Driving Prices Up
  • Western Australia’s dry period continues unabated with little to no rainfall being recorded across the south west, and pastures unable to support livestock and dairy herds.
  • Some green pick has emerged from recent rains in Victoria and Tasmania, but the underlying conditions remain quite dry. With temperatures beginning to drop and growth slowing, fodder supplies are increasingly being needed to supplement pasture feed.
  • More farmers are looking to secure winter feed supplies and are contracting their requirements, this is providing a floor value for some producers on in-demand fodder lines.

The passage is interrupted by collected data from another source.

PR #369, opened 2020-09-11
Rename Onboarding to HowItWorks and make general navigational refactors

devinjameson:
Why:
- Our concept of onboarding was unclear. We were calling the entire Welcome > How it Works > Activation process "Onboarding", but also calling the "How it Works" part itself "Onboarding"
- Some of our navigation types had become outdated and unclear

This commit:
- Renames the onboarding stuff that has to do with how the app works "How it Works"
- Removes the `Screens` type which was a catch all for all screens in the app
- Moves the `ExposureDetail` and `MoreInfo` screens into the `ExposureHistoryStack`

  • Exporters remain a player in the marketplace continuing to provide a baseline price for a wide range of cereal fodder supplies.
Driving Prices Down
  • QLD and most of NSW continue to see good growing conditions both for existing pastures and newly sown fodder crops.
  • Sowing of winter fodder crops in continuing in QLD and NSW as well as some parts of Victoria which is continuing to bolster confidence of good feed availability as the temperature drops.
  • Varied quality of fodder is still available on the market. Growers with lower grade hay, particularly hay stacked unprotected outside are expected to actively trade this in the coming months.
Local News
  • Tasmania is continuing to see drying conditions which is putting pressure on available fodder supplies. Some parts of the state are recording their lowest rainfall on record.
  • Dry conditions in WA are continuing to see livestock producers, especially sheep graziers, making decisions in regard to the viability of their enterprises moving forward, with many continuing to destock, or conserving core breeding stock only.
  • The Bureau has stated that El Niño has ended and the El Niño–Southern Oscillation (ENSO) has returned to neutral. Climate models indicate ENSO will likely continue to be neutral until at least July 2024. Models indicate that central Pacific Sea surface temperatures (SST) to reach La Niña thresholds in July, El Niño and La Niña predictions made in mid-autumn tend to have lower accuracy than predictions made at other times of the year. This means that current forecasts of the ENSO state beyond July should be used with caution. The global pattern of warmth is affecting the typical historical global pattern of SST associated with ENSO variability. As the current global ocean conditions have not been observed before, inferences of how ENSO may develop in 2024 that are based on past events may not be reliable.
  • Buyers are encouraged to feed test and view fodder before purchase to be sure of the quality of feed.